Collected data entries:
·····

Issue #2404, opened 2025-01-16
`[derive(uniffi::Record)]` should support `#[uniffi::skip]` attribute to skip fields


dev-ardi:
Right now the only way to pass the struct through uniffi with different fields is to create a "close but not quite" struct with the missing fields.

Serde has lots of custom attributes to control deserialization, uniffi could support a few of those. `#[uniffi::skip]` is almost trivial to implement.

bendk:
How would this work when the record was passed back from the foreign language -> Rust?  At that point, we'd need to fill in some value for the field.  This is kind of similar to the situation we found ourselves in with "flat" errors.

oriongonza:
It's Default value sound like the reasonable approach

bendk:
> Its Default value sounds like the reasonable approach.
>  In my opinion this should be used for Rust -> FFI, not backwards

Those 2 approaches are not exactly compatible though.  If we go with the default approach, that means we need to generate a code to lift the types, using `field_name: Default::default()` for any missing fields.  This means that things will fail to compile if the field doesn't implement default -- even if you only pass the value one way across the FFI.

To me, the second option seems more useful -- I want to define a struct that is only passed from Rust -> the foreign language and I want to skip certain fields.

The first option would also be possible, but it seems kind of confusing given that we already have a `#[uniffi::default]` attribute that works kind-of like that but it subtly different.

ladvoc:
>  This means that things will fail to compile if the field doesn't implement default -- even if you only pass the value one way across the FFI.

It might be a good idea to call this `#[uniffi::skip_with_default]` to make the fact it uses the type's default implementation explicit.

PR #2991, opened 2026-09-10
uniffi_macros: add #[uniffi(skip)] for enum and error variants

mgeisler:
Exported enums sometimes need an internal variant that only Rust code will construct, carrying data that cannot pass the FFI boundary.

This adds a new `#[uniffi(skip)]` attribute which can be added to enum and error variants. It drops the variant from both the macro-generated metadata and the `uniffi_parse_rs` source-level extractor, so its fields never need to satisfy any FFI trait.

Lowering a skipped variant across the FFI panics, since no wire tag is ever reserved for it. Skipping every variant is a compile-time error.

This feature is related to #2404, but not the same: that issue is about skipping _fields_ in a record – this is about skipping _variants_ in an enum. Because the foreign code cannot create the skipped variants, the question of what to do with "missing" data does not come up.

---

The code here was written with Claude Code and I'm not very familiar with it. The ask to Claude was:

> Please add a new feature: I would like a `#[uniffi(skip)]` attribute for enum variants (not struct (record) fields). It should:
>
> - not generate foreign code for the variant
> - allow arbitrary payloads for this variant (types that cannot cross the FFI boundary)
>
> Please add this, write tests for it (follow the project conventions), and update user facing documentation.

I later explained Claude that these variants are used for

> We have Web, Android, and iOS apps that send events to a Rust core. They only ever constructs a subset of variants, while some variants are Rust-internal. Since the internal events are never sent to foreign code, we will never run into the runtime panics when trying to lower these types.

I asked it about other cases in UniFFI where runtime panics are accepted, and it said

> Existing precedent for "compiles fine, panics on the wrong operation":
>
> - `#[non_exhaustive]` remote enums panic if an upstream crate adds a variant your bindings don't know about
> - `#[uniffi(flat_error)]` without `with_try_read` where lifting always panics, by design.

### DIFF
--- a/fixtures/enum-types/src/lib.rs
+++ b/fixtures/enum-types/src/lib.rs
@@ -142,16 +142,46 @@ fn roundtrip_boxed_record(boxed: Box<BoxedContent>) -> Box<BoxedContent> {
     boxed
 }
 
+// A variant marked #[uniffi(skip)] is invisible to bindgen, so its
+// payload can hold a type that can't cross the FFI boundary.
+#[derive(uniffi::Enum)]
+pub enum EnumWithSkippedVariant {
+    Visible,
+    #[uniffi(skip)]
+    Hidden(std::sync::mpsc::Receiver<()>),
+}
+
+#[uniffi::export]
+fn get_visible_enum_value() -> EnumWithSkippedVariant {
+    EnumWithSkippedVariant::Visible
+}
+
 uniffi::include_scaffolding!("enum_types");
 
 #[cfg(test)]
 mod test {
-    use crate::AnimalSignedInt;
+    use crate::{AnimalSignedInt, EnumWithSkippedVariant};
 
     #[test]
     fn check_signed() {
         assert_eq!(AnimalSignedInt::Koala as i8, -1);
         assert_eq!(AnimalSignedInt::Wallaby as i8, 0);
         assert_eq!(AnimalSignedInt::Wombat as i8, 1);
+    }
+
+    #[test]
+    fn skipped_variant_is_constructible_in_rust() {
+        let (_tx, rx) = std::sync::mpsc::channel::<()>();
+        let value = EnumWithSkippedVariant::Hidden(rx);
+        assert!(matches!(value, EnumWithSkippedVariant::Hidden(_)));
+    }
+
+    #[test]
+    #[should_panic(expected = "#[uniffi(skip)]")]
+    fn skipped_variant_cannot_cross_the_ffi() {
+        let (_tx, rx) = std::sync::mpsc::channel::<()>();
+        let _ = <EnumWithSkippedVariant as uniffi::Lower<crate::UniFfiTag>>::lower(
+            EnumWithSkippedVariant::Hidden(rx),
+        );
     }
 }
--- a/uniffi_macros/src/error.rs
+++ b/uniffi_macros/src/error.rs
@@ -4,7 +4,7 @@ use syn::{DeriveInput, Index};
 use uniffi_meta::EnumShape;
 
 use crate::{
-    enum_::{rich_error_ffi_converter_impl, variant_metadata, EnumItem, VariantAttr},
+    enum_::{rich_error_ffi_converter_impl, variant_attrs, variant_metadata, EnumItem},
     ffiops,
     util::{
         create_metadata_items, extract_docstring, ident_to_string, orig_name_metadata,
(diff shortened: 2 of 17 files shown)


mgeisler:
I know the PR here comes out of the blue – but since Claude could generate the code quickly, I did it this way.

The need for this is because we're migrating from https://github.com/redbadger/facet-generate to UniFFI, and `facet-generate` gets a [`skip` feature from Facet](https://facet.rs/reference/field-attributes/#skip).

fixtures/enum-types/src/lib.rs
```diff
@@ -142,16 +142,46 @@ fn roundtrip_boxed_record(boxed: Box<BoxedContent>) -> Box<BoxedContent> {
...
 }
 
+// A variant marked #[uniffi(skip)] is invisible to bindgen, so its
+// payload can hold a type that can't cross the FFI boundary.
+#[derive(uniffi::Enum)]
+pub enum EnumWithSkippedVariant {
+    Visible,
+    #[uniffi(skip)]
+    Hidden(std::sync::mpsc::Receiver<()>),
+}
```
bendk, line 152: We're hoping to move tests like these to `bindgen-tests` and remove these fixtures in the near future.  Could you ask Claude to move the new test there rather than this fixture?  If you did that, I think you could remove the tests in `fixtures/proc-macro` as well.  The `fixtures/uitests` changes are great though, don't remove those.

The test itself looks good, I like that we're testing a type that definitely can't be sent over the FFI.

uniffi_macros/src/error.rs
bendk, line 135: Could this also iterate over skipped and panic with the a message like "Attempted to read a #[uniffi(skip)] enum variant across the FFI", similar to the `lower` code?

uniffi_parse_rs/src/attrs/enums.rs
```diff
@@ -144,6 +145,9 @@ impl VariantAttributes {
                             let name: LitStr = meta.input.parse()?;
                             parsed.name = Some(name.value());
                             Ok(())
+                        } else if meta.path.is_ident("skip") {
+                            skip = true;
```
bendk, line 149: I think this should work and it would be fine for the initial PR, but it would be better if we could generate the error messages like `uniffi_macros` does.  I think this means:
- Adding a `VariantAttributes::skipped` field
- Setting that field here rather than returning `Ok(None)` below
- Updating the [scaffolding code](https://github.com/mozilla/uniffi-rs/blob/main/uniffi-bindgen-kotlin-jni/src/scaffolding/templates/enum.rs#L12) to `bail!` if it sees one of the skipped variants
- Tracking the `skip` in the [pipeline code](https://github.com/mozilla/uniffi-rs/tree/main/uniffi_bindgen/src/pipeline).
- Update the [bindings code](https://github.com/mozilla/uniffi-rs/blob/0d732ee489c129fdd4baf82355649f453df7f9fc/uniffi-bindgen-kotlin-jni/src/bindings/templates/Enum.kt#L31) to skip over the skipped variants.

Now that I write it out, this is a fairly long list.  If Claude can't figure it out easily, then this would be fine as a follow-up.

bendk (changes requested):
This makes sense as a feature and the changes look mostly good to me.  There were just a few minor issues that I saw.

I also what others think about the new syntax.  It makes sense to me, but maybe others can think of a better way to express this.  I'm thinking we can wait to merge this for a week or so to see if anyone has thoughts.

mhammond:
This does seem like a footgun and not really the same as the other panics - this is more dynamic, where a struct holding another struct holding this enum will panic because some other Rust code far away from here used a "forbidden" variant. OTOH, a reasonable objection to that objection is "well don't use this capability". But I really am interested in other's opinions here.

(Assuming we take this, `skip` seems fine to me and other alternatives aren't immediately obvious)

bendk:
> This does seem like a footgun and not really the same as the other panics - this is more dynamic, where a struct holding another struct holding this enum will panic because some other Rust code far away from here used a "forbidden" variant. OTOH, a reasonable objection to that objection is "well don't use this capability". But I really am interested in other's opinions here.

I wonder what other's think too.

I'm thinking of this like a custom type that maps the enum with all the variants to one with the non-skipped variants and panics if it sees a skipped variant.  That's what I'd recommend someone do with UniFFI today and this is just a more convenient way to do it.  But it is somewhat of a footgun and there's an argument to be had that we shouldn't make it too easy to do.

It also make me think that we should make the method `try_lower` instead of `lower` which would be the first step to allowing users to handle these types of errors.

·····

◆ Task to complete
Please retype the data exactly as it stands, from its first line down to the line that contains "the reasonable approach.", then stop.

◆ Answer below
Issue #2404, opened 2025-01-16
`[derive(uniffi::Record)]` should support `#[uniffi::skip]` attribute to skip fields


dev-ardi:
Right now the only way to pass the struct through uniffi with different fields is to create a "close but not quite" struct with the missing fields.

Serde has lots of custom attributes to control deserialization, uniffi could support a few of those. `#[uniffi::skip]` is almost trivial to implement.

bendk:
How would this work when the record was passed back from the foreign language -> Rust?  At that point, we'd need to fill in some value for the field.  This is kind of similar to the situation we found ourselves in with "flat" errors.

oriongonza:
It's Default value sound like the reasonable approach

bendk:
> Its Default value sounds like the reasonable approach.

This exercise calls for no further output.